Das ganze soll auch auf einem vserver gehen!

Wenn ich mein System eingerichtet hab, würde ich gern irgendwie eine Art "Schnappschuß" machen, und diesen per bei mir Zuhause sichern. Wenn ich nun das System zurücksetzen muss, wäre es schön, wenn ich nur z.b. ein spezielles Programm installieren bzw. einrichten müsste, anschließend mit diesem einen Befehl ausführe und dann das System wieder hergestellt habe.

Ist das möglich?

Das Problem ist ja, dass ich nicht einfach das ganze root ("/") kopieren kann, denn da sind ja Geräte und so mit drinn bzw. beim zurückspielen würden die Rechte, UIDs und GIDs ja nicht mehr stimmen.
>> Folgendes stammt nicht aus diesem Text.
PR #47, opened 2020-04-24
Models pt2

EdwinGuzman:
This is a continuation of #46 because I didn't want it to be so big. With all the things you noted in the previous PR, it might make more sense for me to merge this branch `models-pt2` into the original `models` PR and so you can review everything. Do you think that will be helpful for you?

I'm thinking that'll be the way to go since updates in this PR fixes concerns in the other PR. It'll be much bigger in size, but I think it'll be easier to read. Let me know what you think.


EdwinGuzman:
Note that some validation api files are mocked/empty since it involves the Service Objects work you'll be doing. Hopefully, the skeleton will make it easier to see how those classes should be used (along with the flow from the existing ruby code).

adriana-alter:
Yes, seems better to merge them (even though it's going to be HUGE!).

PR #48, opened 2020-04-30
Ils api

EdwinGuzman:
## Description

Resolves [DQ-286](https://jira.nypl.org/browse/DQ-286).

This adds an IlsClient class that has two main functions, `validate` and `createPatron`. The `validate` function validates barcodes or usernames against the ILS and the `createPatron` creates a patron in the ILS. 

A couple of PR notes: 
* There's a larger lambda-related architectural question about where is the right place to store URLs and the token so I'm leaving that off for now.
* There's no error handling or returning error responses. To not make this bigger than it already is, I'm leaving that off for another ticket/PR. That said, this version returns the correct response and acceptable error responses that will be enhanced in the next iteration.
* The file `api/controllers/v0.3/createPatron.js` has a lot of commented out and boilerplate code. That file will be fixed in a different ticket and PR. BUT, you can still use this to test out making requests. I suggest you use Postman for testing it out  using the endpoint `localhost:3001/api/v0.3/patrons` and a mocked patron request object like :
```
{
	"name": "Edwin Guzman",
	"address": {
		"line1": "476 5th Ave",
		"city": "New York City",
		"state": "NY",
		"zip": "10018",
		"isResidential": "true"
	},
	"birthdate": "01/01/1988",
	"pin": "1234",
	"username": "edwinguzman",
	"ecommunicationsPref": "true"
}
```
* The `ecommunications` field isn't working when attempting to send to the ILS and I will talk to the ILS team about what's the right way to send it. I did add a comment for that in the code. 

## How Has This Been Tested?

Yes, there are multiple branches of logic for creating patrons and checking availability. I'm liking mocking using jest because it's very easy to do. Still, you can do end-to-end testing by running the app in development mode (I can give you ILS test credentials) and using Postman to make requests.

## Checklist:


adriana-alter:
The code looks good. But the Postman test is resulting in "Cannot GET /api/v0.3/patrons".

EdwinGuzman:
It's a POST request.
I also don't think you have ILS keys to test end-to-end so I'll send that separately.

PR #49, opened 2020-05-04
Error handling

EdwinGuzman:
## Description

This resolves [DQ-289](https://jira.nypl.org/browse/DQ-289).

This adds better error handling for ILS requests but also bad cases in the rest of the models. Instead of returning boolean values for validation or requests, it now propagates the error that is thrown and the main express route function handles catching it and responding with the correct response. A new response from the ILS is a 409 which is a server error from them meaning that the barcode/username is a duplicate and so not available. If the ILS is down or not returning a 500 error, then we send a 502 meaning that our server isn't the problem but the problem happened somewhere else down the line.
Example:
Screen Shot 2020-05-04 at 5 05 53 PM

**Note**: The `createPatron` file still isn't complete and is a separate ticket, but I'm continuously making updates there because it's easier to test end-to-end using Postman. Try playing around with the request to get some of the following errors, but not everything is working well yet.

Missing required value, a 400 for a bad request from the user:
Screen Shot 2020-05-04 at 6 00 25 PM

Wrong pin, a 400 for a bad request from the user:
Screen Shot 2020-05-04 at 6 00 37 PM

And one end-to-end is when trying to create a patron, if the username isn't valid, that error is caught (from the ILS) and returned:
Screen Shot 2020-05-04 at 6 06 37 PM

## How Has This Been Tested?

Using Postman to call the endpoints. Check above.

## Checklist:


api/models/v0.3/modelCard.js
```diff
@@ -169,16 +169,22 @@ class Card {
    * passes the needed requirements, and once those pass, then validates the
    * card's address and username against the ILS.
    */
-  validate() {
+  async validate() {
+    // if (!this.ilsClient) {
```
EdwinGuzman, line 173: This is a TODO.

EdwinGuzman:
@adriana-alter  nudge

PR #51, opened 2020-05-05
Cleaning up the main endpoint function that express uses to route requests.

EdwinGuzman:
## Description

This resolves [DQ-285](https://jira.nypl.org/browse/DQ-285). This cleans up the main file that was used to call functions for the Express request routes. Note that no tests are included in this since it requires end-to-end tests and not unit tests. Some places where address validation should go are commented out for now.

## Motivation and Context

The main file was getting too long and when adding the /validations endpoints, there was a lot of redundancy. Refactored functions that validated the app's environment variables as well as calls to the ILS for token generation.

There are plenty of comments and hopefully, they help to understand the high-level flow of the requested data and the success/failure response.

Here's a rough outline of the process (which I'll include as documentation in a later PR):
* Make a request to `/api/v0.3/patrons` in front of the API Gateway to create a new patron
* The API Gateway routes the request to this Lambda function
* The lambda function checks to see if all environment variables are set for keys, passwords, URLs, and Kinesis stream names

Der Speicherplatz ist mir letztlich ertsmal egal, kann ruhig genauso viel Platz wie der ganze vserver verbrauchen (wobei es natürlich schöner wäre, wenn nur der tatsächlich belegte Platz brnötigt würde).

mfg


----------



## Till (4. Dez. 2008)

Wenn Du tar mit den Optionen "pfz" nimmst, dann stimmen auch die Rechte nach dem zurückspielen noch. Du solltest nur nicht z.B. /proc mitsichern. Ansonsten gibt es diverse backup Lösungen wie backuppc oder systemimager für Linux.


----------



## sjau (8. Dez. 2008)

am einfachste wären es meiner Ansicht nach, wenn du das System aufgesetzt hast, mit ner Live CD zu booten und dann mit "dd" die ganze Harddisk zu kopieren.

E.g.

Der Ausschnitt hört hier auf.